My Time Machine disk drive has been "ejecting" itself since I installed Snow Leopard. I'm not unplugging it, or turning it off. I'm not touching it.
I'm getting the following error message:
"The disk was not ejected properly. If possible, always eject a disk before unplugging it or turning it off."

My question is why would a disk drive be "ejecting" itself. I've turned off the auto backups, and unselected the drive as the backup disk.
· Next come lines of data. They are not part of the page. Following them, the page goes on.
PR #414, opened 2020-07-01
Batch LSIF queries via window resolver

efritz:
This PR is a backwards-compatible change with how LSIF queries work. Previously, we would perform two LSIF queries on each hover action: one for definition and one for hover text. When a user scrolls over the page this can make a lot of network requests. A way to batch queries was introduced in https://github.com/sourcegraph/sourcegraph/pull/11815. This adds a GraphQL resolver that will return all ranges along with their local definitions, references, and hover text within a window of lines for a document.

We now query a bit differently: we maintain a set of "windows", which is a start line, end line, and an array of ranges contained within that window. When looking data for a position, we first check to see if we have a window containing that position. If we don't, we make a batch query for that position +50/-50 lines and store it in memory. We then look inside that window for the range that contains the position and returns the associated data.

The data returned by batch queries is not complete: it does not look outside of the bundle to find cross-root or cross-repository results. It is still necessary to make position-specific queries to resolve the data that is missing from the batch queries.

This reduces the number of network requests in the common case: instead of performing two requests per hover, we only perform one request to resolve all local hover text and definitions within a visible region. Until the user scrolls 50 lines away and hovers, there will be no other network requests (except for xroot/xrepo definitions and reference requests, which is not meant to be an instantaneous operation).

This implements the client-side of https://github.com/sourcegraph/sourcegraph/issues/10869.


shared/lsif/api.ts
```diff
@@ -0,0 +1,91 @@
...
+                lsif {
+                    ${inner}
+                }
+            }
+        }
+    }
+`
+
+export const resourceFragment = gql`
+    resource {
```
felixfbecker, line 34: You could use the GraphQL fragment syntax here, which makes this string formattable by Prettier and even validatable & autocompletable (although I think that tooling is not setup  in this repo). Still makes it explicit on what type these fields apply to :)

https://graphql.org/learn/queries/#fragments

shared/lsif/api.ts
```diff
@@ -0,0 +1,91 @@
...
+
+/** The response envelope for all LSIF queries. */
+export interface GenericLSIFResponse<R> {
+    repository: {
+        commit: {
+            blob: {
+                lsif: R
+            }
+        }
+    }
```
felixfbecker, line 13: Can any of these be `null`?

shared/lsif/definition.ts
```diff
@@ -0,0 +1,67 @@
...
+                line: position.line,
+                character: position.character,
+            },
+            queryGraphQL
+        )
+    )
+}
+
+/**
+ * Convert a GraphQL definition response into a list of Sourcegraph lcoations.
```
felixfbecker, line 55:
```suggestion
 * Convert a GraphQL definition response into a list of Sourcegraph locations.
```

shared/lsif/ranges.ts
```diff
@@ -0,0 +1,350 @@
...
+export async function makeRangeWindowFactory(
+    queryGraphQL: QueryGraphQLFn<any> = sgQueryGraphQL
+): Promise<RangeWindowFactoryFn> {
+    if (!(await hasRangesQuery(queryGraphQL))) {
+        // No-op if the instance doesn't support bulk loading
+        return () => Promise.resolve(null)
+    }
+
+    const cache = new Map<
+        sourcegraph.TextDocument,
```
felixfbecker, line 75: You may wanna store by the URI string just in case a text document is the same URI but not referentially equal (they _should_ generally be, unless a text document gets removed, and then added later again)

felixfbecker (commented):
Didn't go deep on the logic since this is a lot of code, but nothing jumped out to me.

shared/lsif/api.ts
efritz: I'm making them nullable to be safe (the previous assumption was that we're _on_ the blob, so it shouldn't be).

shared/lsif/definition.ts
```diff
@@ -0,0 +1,67 @@
...
+    lsifRequest,
+} from './api'
+
+export interface DefinitionResponse {
+    definitions: {
+        nodes: LocationConnectionNode[]
+    }
+}
+
+const definitionsQuery = gql`
```
twop, line 19: I don't know if there is a way to typecheck this, but it seems it would be really hard to debug if there is a typo or api change, what do you think?

twop (approved):
I skimmed through the diff and it seems ok. It is hard for me to assess such a big change without context. I you want a specific piece of code that you would to be reviewed please let me know.

shared/lsif/api.ts
efritz: Updated, added tooling.

shared/lsif/definition.ts
efritz: Added CI steps to ensure that the schema is up to date and the queries are validated against the schema.

shared/lsif/references.ts
```diff
@@ -0,0 +1,154 @@
...
+                        }
+                    }
+                }
+            }
+        }
+    }
+`
+
+/** Retrieve references for the current hover position. */
+// eslint-disable-next-line @typescript-eslint/require-await
```
felixfbecker, line 74: Btw, this issue is fixed if you upgrade to the latest `@sourcegraph/eslint-config` version :)

https://github.com/typescript-eslint/typescript-eslint/issues/1691

felixfbecker (approved):
Cool!

shared/lsif/references.ts
efritz: Will deal with a bunch of renovate stuff next.

dev/scripts/update-graphql-schema.ts
```diff
@@ -0,0 +1,17 @@
+import * as fs from 'mz/fs'
+import fetch from 'node-fetch'
+
+const SCHEMA_URL =
+    'https://raw.githubusercontent.com/sourcegraph/sourcegraph/master/cmd/frontend/graphqlbackend/schema.graphql'
+
+async function main(): Promise<void> {
+    await fs.writeFile(
+        './schema/schema.graphql',
+        await (await fetch(SCHEMA_URL)).text()
```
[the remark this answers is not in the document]
efritz: curl ain't ts

.buildkite/check-graphql-schema.sh
```diff
@@ -0,0 +1,11 @@
+#!/usr/bin/env bash
+
+set -ex
+cd "$(dirname "${BASH_SOURCE[0]}")"
+
+./yarn-run.sh "update-graphql-schema"
```
felixfbecker, line 6: Doesn't this make the build non-deterministic/non-reproducible if the schema changes in the main repo?

efritz: Yeah, in which case we should ensure the extension still works because we need to support all instance behaviors for all time forever.

felixfbecker: It still doesn't seem like a good idea to sacrifice build reproducability for that. It would mean _every_ PR is suddenly failing, even a PR to e.g. revert a commit.
If you just want to be notified of any changes to the schema, maybe set up a Sourcegraph saved search with notifications for the schema file in our main repo?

It is still "ejecting" itself which leads me to believe the problem isn't with Time Machine but with something else - something connected with Snow Leopard because this wasn't happening five days ago before I installed SL.

iMac5,1 Intel Core 2 Duo, Mac OS X (10.6)

Posted on Sep 9, 2009 5:40 PM

Reply
961 replies

May 10, 2014 12:47 PM in response to judithnewman

Hi all - I think this issue is far more down in the depths than simple preferences.


After giving up on my (now utterly useless) mac mini server I wired up my time machine drives to my Time Capsule instead. After 2 days happilly getting all my backups in place (I have 2 backup drives running and 3 machines to back up) and being about 80% there the Time Capsule decide to eject the external drives too.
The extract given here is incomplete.